Я ходил в тайгу. Был в посёлке Сосновка. Дома состарились, посёлок захирел, пустует, а природа стоит на месте, и это очень даже удивительно по сравнению со скоротечностью человеческой жизни. Река Мана изумительной красоты. Дух захватывает, и никаких слов нет, чтобы таковую красоту описать. С дядькой и сродным братишкой сплавали на лодке, и я стрелял рябчиков. Десятка полтора ухлопал птичек, а рыбы не добыл. Рыбы осталось на реке мало, все расшуровано тракторами и сплавом. Потом шли через наши деревенские когда-то заимки, а ныне там пустуют избы и неубранные хлеба чьего-то подсобного хозяйства. Запустение, одичание и рядом народище, электролинии на Красноярскую ГЭС. Какое-то наслоение одиннадцатого и двадцатого века – всё перепуталось.

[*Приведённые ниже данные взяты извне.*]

PR #4200, opened 2024-10-24
Add option to do stable redistribute with GPUs

atmyers:
Currently the order of particles in memory will not be consistent if you run the same simulation twice on the GPU. This usually doesn't matter, but for cases where it does, this adds a slower, stable option. 

The proposed changes:

### DIFF
--- a/Src/Particle/AMReX_ParticleCommunication.H
+++ b/Src/Particle/AMReX_ParticleCommunication.H
@@ -154,7 +154,9 @@ struct ParticleCopyPlan
         m_box_counts_d.resize(num_buckets+1, 0);
         m_box_offsets.resize(num_buckets+1);
         auto* p_dst_box_counts = m_box_counts_d.dataPtr();
-        auto getBucket = pc.BufferMap().getBucketFunctor();
+        auto getBucket = pc.stableRedistribute() ? pc.BufferMap().getHostBucketFunctor() : pc.BufferMap().getBucketFunctor();
+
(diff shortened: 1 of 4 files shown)


Src/Particle/AMReX_ParticleContainerBase.H
```diff
@@ -231,6 +231,10 @@ public:
 
     void SetVerbose (int verbose) { m_verbose = verbose; }
 
+    int stableRedistribute () const {return m_stable_redistribute; }
```
WeiqunZhang: One day clang-tidy will want a `[[nodiscard]]` here.

Src/Particle/AMReX_ParticleCommunication.H
```diff
@@ -154,7 +154,9 @@ struct ParticleCopyPlan
         m_box_counts_d.resize(num_buckets+1, 0);
         m_box_offsets.resize(num_buckets+1);
         auto* p_dst_box_counts = m_box_counts_d.dataPtr();
-        auto getBucket = pc.BufferMap().getBucketFunctor();
+        auto getBucket = pc.stableRedistribute() ? pc.BufferMap().getHostBucketFunctor() : pc.BufferMap().getBucketFunctor();
+
+        Gpu::HostVector<unsigned int> h_box_counts(m_box_counts_d.size(), 0);
```
WeiqunZhang: Should we make the initial size of this vector zero if it's not stable redistribution?

WeiqunZhang (approved):

PR #4238, opened 2024-11-20
EBData: New class containing Array4's for all EB data

WeiqunZhang:
This can make the code cleaner because we can get access to all available EB data in one object. This also reduces many GPU kernels' register pressure because the GPU device lambdas are much smaller without the need to capture multiple Array4's. For example, the 3D EBABecLap's gsrb kernel's number of registers reduces from 198 to 130.

Add a new function that returns a random point on EB for WarpX.


WeiqunZhang:
Needed by https://github.com/ECP-WarpX/WarpX/pull/5493

atmyers (approved):

PR #4789, opened 2025-11-16
Enable Intel in GitLab CI

WeiqunZhang:
This also adds timeout to avoid infinite loop.

Post a comment immediately after being triggered.


WeiqunZhang:
The intel GitLab CI is expected to fail. /run-hpsf-gitlab-ci

asalmgren (approved):

PR #4792, opened 2025-11-16
Re-enable some SYCL tests

WeiqunZhang:
This will cause the gitlab CI tests to fail.


asalmgren (approved):

WeiqunZhang:
/run-hpsf-gitlab-ci I think this the SYCL tests will pass.

PR #4824, opened 2025-12-01
Workaround for MPICH MPIX_Query_cuda_support assertion error

### LINKED ISSUE #4820: MPICH <4: Broken MPIX_Query_cuda_support
Calling `MPIX_Query_cuda_support` will raise an `assert` for all MPICH implementations that are:
- less than v4.0 and
- compiled w/o GPU support

Thus, we might need to introduce more logic here, since Clusters like Perlmutter (NERSC) still use MPICH 3.4.3:
https://github.com/AMReX-Codes/amrex/blob/25.11/Src/Base/AMReX_ParallelDescriptor.cpp#L1547-L1549

MPICH: https://github.com/pmodels/mpich/issues/5716#issuecomment-996078783
WarpX: https://github.com/BLAST-WarpX/warpx/pull/6389

WeiqunZhang:
For MPICH < 4, MPIX_Query_cuda_support will trigger an assertion error if its call to PMPIX_GPU_query_support returns an error code. Here, we work around it by calling MPIX_GPU_query_support directly. If it returns an error code, it is treated as not supporting CUDA.

Close #4820

### DIFF
--- a/Src/Base/AMReX_ParallelDescriptor.cpp
+++ b/Src/Base/AMReX_ParallelDescriptor.cpp
@@ -1544,8 +1544,13 @@ Initialize ()
 {
 #if defined(AMREX_USE_CUDA)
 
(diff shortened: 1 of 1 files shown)


atmyers (approved):

ax3l (approved):
Thank you!

PR #4828, opened 2025-12-03
Fix comparison with zero warning

atmyers:
This removes warnings like:

```
AMReX_Array.H(158): warning #186-D: pointless comparison of unsigned integer with zero
```

that can arise in cases where `NAR` or `NAI` is zero. 

The proposed changes:


WeiqunZhang:
Wait for #4823

WeiqunZhang (approved):

PR #4832, opened 2025-12-04
clear freeAsync buffer before allocating new memory

AlexanderSinn:
## Summary

Clear the buffer used by freeAsync every time the CArena needs to make a new memory allocation.

## Additional background

So far I don't have a test where this would be triggered.

## Checklist

The proposed changes:

### DIFF
--- a/Src/Base/AMReX_CArena.cpp
+++ b/Src/Base/AMReX_CArena.cpp
@@ -59,18 +59,15 @@ CArena::alloc_protected (std::size_t nbytes)
         // We need to unlock the mutex for this so that free() can be called.
         // This may invalidate free_it.
         carena_mutex.unlock();
-        const bool freed_something = Gpu::clearFreeAsyncBuffer();
+        Gpu::clearFreeAsyncBuffer();
         carena_mutex.lock();
 
-        if (freed_something) {
-            free_it = m_freelist.begin();
-            for ( ; free_it != m_freelist.end(); ++free_it) {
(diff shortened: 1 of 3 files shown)


Src/Base/AMReX_CArena.cpp
```diff
@@ -60,6 +60,28 @@ CArena::alloc_protected (std::size_t nbytes)
...
+#ifdef AMREX_USE_GPU
+    if (free_it == m_freelist.end()) {
+        // Clear Gpu::freeAsync buffer and try again.
+        // We need to unlock the mutex for this so that free() can be called.
+        // This may invalidate free_it.
+        carena_mutex.unlock();
+        const bool freed_something = Gpu::clearFreeAsyncBuffer();
+        carena_mutex.lock();
+
+        if (freed_something) {
```
WeiqunZhang: Even if nothing is freed by `Gpu:clearFreeAsyncBuffer`, we may still want to check again, because `carena_mutex` was unlocked and during that time things might have changed.

WeiqunZhang: That also means we don't really need to have `wait_list_size()`.

WeiqunZhang: And `wait_list_size()` could be outdated anyway.

AlexanderSinn: We do still need `wait_list_size()` to avoid a stream sync.

WeiqunZhang (approved):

Прислали мне вызов в Москву на пленум, но я не поеду, немножко обрёл душевный покой, так не хочется его расходовать попусту, да и нездоровится тоже. Собираюсь уже домой и дня через три улечу, видно. В октябре, наверное, буду в Москве и надеюсь увидеть тебя уже дома, в уже подходящем состоянии.

Береги себя, дорогой! Бодрись, если можешь! Крепко тебя целую и желаю здоровья, которое, имея, мы не ценим, а потом вот… Твой Виктор


13 ноября 1967 г.

(А. М. Борщаговскому)


Дорогой Александр Михайлович!

Днями получил Ваше письмо, а сам в это время сидел в дыму и пламени, до того запурхался в делах. Ввязался я по глупости в одну поездку с бригадой журнала «Молодая гвардия» в Краснодар, по Кубани и т. д. Я долго там выдержать не мог и удрал, бросивши и бригаду, и «жемчужный край», как его именуют сами кубанцы.

А всё же полезно съездил. Больше ценить начинаешь нашу бедную, затурканную Россию, когда побываешь на такой вот жирной, плоской и избалованной земле. По сравнению с сорок пятым годом ничего там не произошло, в смысле морали и духовной жизни. Зажравшийся, недружелюбный и вороватый народишко живёт там, у которого хамство и самодовольство в крови, а хохлацкая тупость смешалась с российской и кавказской ограниченностью. Тарапунька и Штепсель вполне заменят им все книги, музыку и прочие духовные ценности. И писатели живут там сытые, здоровенные, прилично одетые, успешно промышляющие деньгу и готовые горло перервать тому, кто не делает того же и как бы белой вороной им представляется.

С Витей Лихоносовым большинство из них не здоровается, и местное издательство его не издаёт, как неподходящего по идейности. Я Вите Лихоносову говорил, чтобы он немедленно покинул эту землю, ибо тут или приспособленцем сделаешься (чего и требуется), или озлишься, чего не надо делать, ибо злость хороша в писательстве, пока её впрягать умеешь. А Витя парень очень больной, и уехать ему не так-то просто.

Из Краснодара я подался в Воронеж, где не бывал никогда, и хорошо пожил почти три дня у Юры Гончарова. Есть у него своя машина. Поездили, посмотрели. Юра воевал под Воронежем, повозил меня по местам боёв. И то, что я там увидел, опять хлестануло меня по голове и сердцу. На местах боёв до се валяются косточки русские и летают тучи воронья. Это в то время, когда мы воздвигаем помпезные памятники на Малаховом кургане, Поклонной горе и прочих местах! Пионерчики-следопыты ходят по следам героев, а захоронить останки руки не доходят, и денег на это нетути.

Ах, господи, какое у нас постоянство в равнодушии к тем, кто отдаёт Родине и народу всё, и какое заботливое кокетное отношение к тем, кто языком болтает, крутится на глазу и шкоду всякую делает, кто вошью ползает по больному телу и без того искусанного народа – тем все и заботы, и блага.